I have never used Finale. I used pencil and paper in the 1970's and 1980's then used a program called Encore in the 1990's, and switched to Sibelius about 2002(?). I love how easily the NotePerformer soundset works with Sibelius and creates a good enough rendition to use for composing with minimal resource use. However, Sibelius is very, very finicky about using VST sound libraries. So after a bunch of attempts I just gave up on using samples with Sibelius. Have you ever worked with Sibelius?


----------



## Rodney Money (Jan 3, 2017)

Paul T McGraw said:


> I have never used Finale. I used pencil and paper in the 1970's and 1980's then used a program called Encore in the 1990's, and switched to Sibelius about 2002(?). I love how easily the NotePerformer soundset works with Sibelius and creates a good enough rendition to use for composing with minimal resource use. However, Sibelius is very, very finicky about using VST sound libraries. So after a bunch of attempts I just gave up on using samples with Sibelius. Have you ever worked with Sibelius?


Unfortunately I have not. I started out with staff paper also, discovered Finale in 1999, and did not ever feel the need to look any place else. One of the things though, because of quantization, is that it struggles with legato, and another issue since Finale wasn't 64 bit the memory would tap out shortly after I started loading more instruments on top of my brass, so that's when I bought Cubase. Plus, I always felt Finale was playing my music and not myself. With Cubase I can physically play it in. Here is a demo of first Finale playing a line, then me playing the line: https://app.box.com/s/8mxufvyw0czgyqgsshwlne55fhpwto08 Now that Finale is 64 bit I am sure it could handle more vst's.


----------



## Paul T McGraw (Jan 3, 2017)

Rodney Money said:


> Unfortunately I have not. I started out with staff paper also, discovered Finale in 1999, and did not ever feel the need to look any place else. One of the things though, because of quantization, is that it struggles with legato, and another issue since Finale wasn't 64 bit the memory would tap out shortly after I started loading more instruments on top of my brass, so that's when I bought Cubase. Plus, I always felt Finale was playing my music and not myself. With Cubase I can physically play it in. Here is a demo of first Finale playing a line, then me playing the line: https://app.box.com/s/8mxufvyw0czgyqgsshwlne55fhpwto08 Now that Finale is 64 bit I am sure it could handle more vst's.



Honestly, they both sound OK. I don't know if it is my age, the many years playing with amateurs, or perhaps I was just never that discerning, but I have a wide tolerance for performance variables. It's amusing that as musicians we work for years to nail the pitch, play with perfect timing (of course not in a solo setting), and to maintain consistency of tone and volume, then along come samples and we find out that it actually sounds better if everything is actually LESS than perfect!


----------



## Rodney Money (Jan 3, 2017)

Paul T McGraw said:


> Honestly, they both sound OK. I don't know if it is my age, the many years playing with amateurs, or perhaps I was just never that discerning, but I have a wide tolerance for performance variables. It's amusing that as musicians we work for years to nail the pitch, play with perfect timing (of course not in a solo setting), and to maintain consistency of tone and volume, then along come samples and we find out that it actually sounds better if everything is actually LESS than perfect!

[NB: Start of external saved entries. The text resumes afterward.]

PR #1393, opened 2019-03-22
1404: Dont delete field data on p2b API error

holt83:
#### Link to issue

https://platform.dandigbib.org/issues/1404

#### Description

I discovered this while testing the new integration module on our production database:

If something goes wrong communicating with p2b API when updating existing event that is sync'ed with p2b, the code will override the field data with empty array, destroying the the link between p2b and CMS.

This PR introduces some better handling of these situations.

#### Screenshot of the result

#### Checklist

### DIFF
--- a/modules/ding_place2book/ding_place2book.fields.inc
+++ b/modules/ding_place2book/ding_place2book.fields.inc
@@ -414,13 +414,19 @@ function ding_place2book_field_presave($entity_type, $entity, $field, $instance,
     case 'ding_p2b':
       if (!empty($items)) {
         $settings = reset($items);
+        $synchronized_items = [];
         // Ensure that both 'synchronize' and 'do_sync' is set and TRUE, before
         // making any requests to p2b API. This is to ensure we don't make lots
         // of unneeded requests when nodes are saved programmatically or updated
         // in bulk via the UI.
         // See ding_place2book_field_widget_form() for more info.
         if ($settings['synchronize'] && !empty($settings['do_sync'])) {
-          $items = _ding_place2book_sync_p2b_entities($entity, $settings);
+          $synchronized_items = _ding_place2book_sync_p2b_entities($entity, $settings);
+        }
+
+        // Only update field data if synchronizationn was successful.
+        if (!empty($synchronized_items)) {
+          $items = $synchronized_items;
         }
         else {
           $items = array(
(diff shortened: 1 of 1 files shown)


modules/ding_place2book/ding_place2book.fields.inc
```diff
@@ -414,13 +414,20 @@ function ding_place2book_field_presave($entity_type, $entity, $field, $instance,
...
+        // Boolean indicating if the p2b synchronizationn was successful.
+        $synchronized = FALSE;
         // Ensure that both 'synchronize' and 'do_sync' is set and TRUE, before
         // making any requests to p2b API. This is to ensure we don't make lots
         // of unneeded requests when nodes are saved programmatically or updated
         // in bulk via the UI.
         // See ding_place2book_field_widget_form() for more info.
         if ($settings['synchronize'] && !empty($settings['do_sync'])) {
-          $items = _ding_place2book_sync_p2b_entities($entity, $settings);
+          $synchronized = _ding_place2book_sync_p2b_entities($entity, $settings);
```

I know exactly what you mean. It's funny that in Sample Land imperfections can be beautiful, but in the "real world," dang it lol, my goal is to sound like one concerning rhythm, pitch, and tone color.


----------



## Elephant (Jan 3, 2017)

Hi Rodney ! Very interesting. If there are any Sib users here who have Cinebrass and you would be prepared to let them have the Finale file in musicXML so we can do a comparison of the playback quality using Sib, that would be fascinating. Did you use any special humanise playback settings ? I use Sib and I am really having some ossues with the quality of the internal sample library mainly because they are out of tune. If it helps anyone try Cinebrass on Sib, there is a free soundset here http://www.soundsetproject.com/soundsets/cinesamples/cinebrass/
BTW which version of Cinebrass Core were you using ?
Rgds
E


----------